Look through the entries below for the line that contains "This supersedes PR #642.", then set down that line and each one after it exactly, through the last.

──────────────────────────────

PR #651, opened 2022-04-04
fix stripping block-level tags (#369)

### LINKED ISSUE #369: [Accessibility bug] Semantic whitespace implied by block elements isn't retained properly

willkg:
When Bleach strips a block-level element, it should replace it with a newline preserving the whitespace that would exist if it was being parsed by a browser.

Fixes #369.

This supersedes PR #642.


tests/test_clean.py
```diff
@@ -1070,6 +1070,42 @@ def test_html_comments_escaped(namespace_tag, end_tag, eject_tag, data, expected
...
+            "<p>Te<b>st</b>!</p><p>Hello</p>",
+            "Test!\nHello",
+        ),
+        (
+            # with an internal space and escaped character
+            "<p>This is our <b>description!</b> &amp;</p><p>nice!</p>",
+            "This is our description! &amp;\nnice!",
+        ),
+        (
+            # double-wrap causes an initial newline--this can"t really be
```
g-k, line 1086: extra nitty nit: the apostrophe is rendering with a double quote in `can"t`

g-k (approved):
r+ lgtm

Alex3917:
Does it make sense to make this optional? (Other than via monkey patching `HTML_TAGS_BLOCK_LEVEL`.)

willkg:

──────────────────────────────

* [Output of the exercise]
This supersedes PR #642.


tests/test_clean.py
```diff
@@ -1070,6 +1070,42 @@ def test_html_comments_escaped(namespace_tag, end_tag, eject_tag, data, expected
...
+            "<p>Te<b>st</b>!</p><p>Hello</p>",
+            "Test!\nHello",
+        ),
+        (
+            # with an internal space and escaped character
+            "<p>This is our <b>description!</b> &amp;</p><p>nice!</p>",
+            "This is our description! &amp;\nnice!",
+        ),
+        (
+            # double-wrap causes an initial newline--this can"t really be
```
g-k, line 1086: extra nitty nit: the apostrophe is rendering with a double quote in `can"t`

g-k (approved):
r+ lgtm

Alex3917:
Does it make sense to make this optional? (Other than via monkey patching `HTML_TAGS_BLOCK_LEVEL`.)

willkg:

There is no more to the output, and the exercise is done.